Thursday, May 12, 2005

So much for the good news... today we are back to crying in our milk.

They spotted us in the yard today, and, thusly secured, we set to work removing part of the wardrobe, ripping out part of the carpet, and removing the access cover over the turbo.

The first problem we discovered is that the back of the carpet was covered with soot -- a sign that 1. the access cover was not well sealed and 2. exhaust is finding its way upwards in the engine bay. Number 1 was not entirely unexpected, and number 2 may or may not represent a problem. The turbo needs to be rebuilt anyway, so I am not going to worry about whether the exhaust was coming from the turbo housing.

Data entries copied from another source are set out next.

PR #3397, opened 2025-05-20
Second try at fixing custom labels

### LINKED ISSUE #3197: Customize Plot Needs a Toggle for Scientific Notation

butlerpd:
This is a second attempt at fixing the problem reported in #3197. As discussed in PR #3386 comments, it turns out that using the log formatter should automatically take care of the issue with the tick labels on log scale. It also turns out that the linear scale has a similar problem. This is fixed by using the scaler formatter as in PR #3386.

## Description

This is a much simpler fix that implemented in PR #3386. It just adds the tick label formatting to the `onCustomizeLabel` method.
 
Fixes #3197

## How Has This Been Tested?

tested in the local dev environment of windows 10 machine. tried both x and y, both linear and log scales.

## Review Checklist:

**Installers**

### DIFF
--- a/src/sas/qtgui/Plotting/Plotter.py
+++ b/src/sas/qtgui/Plotting/Plotter.py
@@ -5,6 +5,7 @@ import functools
 import copy
 import math
 import matplotlib as mpl
+import matplotlib.ticker as ticker
 import numpy as np
 import textwrap
 from matplotlib.font_manager import FontProperties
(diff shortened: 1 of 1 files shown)


butlerpd:
Note:  I think this is the best option to include in 6.1.0 as it is the least invasive to the existing code given how close we are to a release?

krzywon (approved):
Tested locally and the changes look fine. I think, for v6.1.0, this is better than #3386. The work in #3386 has a place, but is more of a feature than a bug fix.

jamescrake-merani:
In that case, I'm going to merge this PR.

PR #3399, opened 2025-05-20
Fix plot bounds

### LINKED ISSUE #3398: plot scaling is (mostly) broken
**Describe the bug**
Presumably due to bugs in matplotlib's autoscaling for some edge cases causing it to be massively off, sas.sascalc has implemented a manual override for all `Data1D` plots in a private method, `_plot_bounds`, of `plotter.py`.  The problem is that it is implemented for a linear scale only while most of the SasView plots are on log scales.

The much bigger issue is that, surprise, the other end of the air intake duct, the end that attaches to the turbo, was also disconnected. There is evidence of a band clamp, but the clamp itself is long gone, and the metal duct is completely pulled out from the rubber elbow.

While the air-cleaner end of the duct was unmistakably misattached at the shop (the band clamp could only have been tightened as much as it was with the duct not fully engaged), this end is more of a mystery. One of the pipes installed for the hydronic system is pressing hard against the intake duct, exerting pressure away from the elbow, and it's possible that, over time, vibration and this pressure worked the duct out of the elbow.

The bad news here, of course, is that we only thought we fixed the dirt ingestion problem when we re-attached the other end of the duct 2,000 miles ago. In fact, we have continued to run the coach with a wide-open air intake system right up until today. And it was simply impossible to know this without removing the aforementioned access cover.

So Armando, the shop supervisor (who has been out the last two days, and thus not privy to the aftercooler discussion I had with Virgil) takes one look at this, turns to Virgil and says "You know, Virgil, this engine is gonna be dirted out." So there you have it -- two independent expert opinions.

Even as I type, guys are dismantling the engine from two different directions. With any luck, the turbo will be out this afternoon, and maybe even the blower. Which is good, because I'd like to put the cover back on tonight, so we can release the cats from their current imprisonment in their carriers. Dirt ingestion is one thing; cat ingestion is a whole other matter.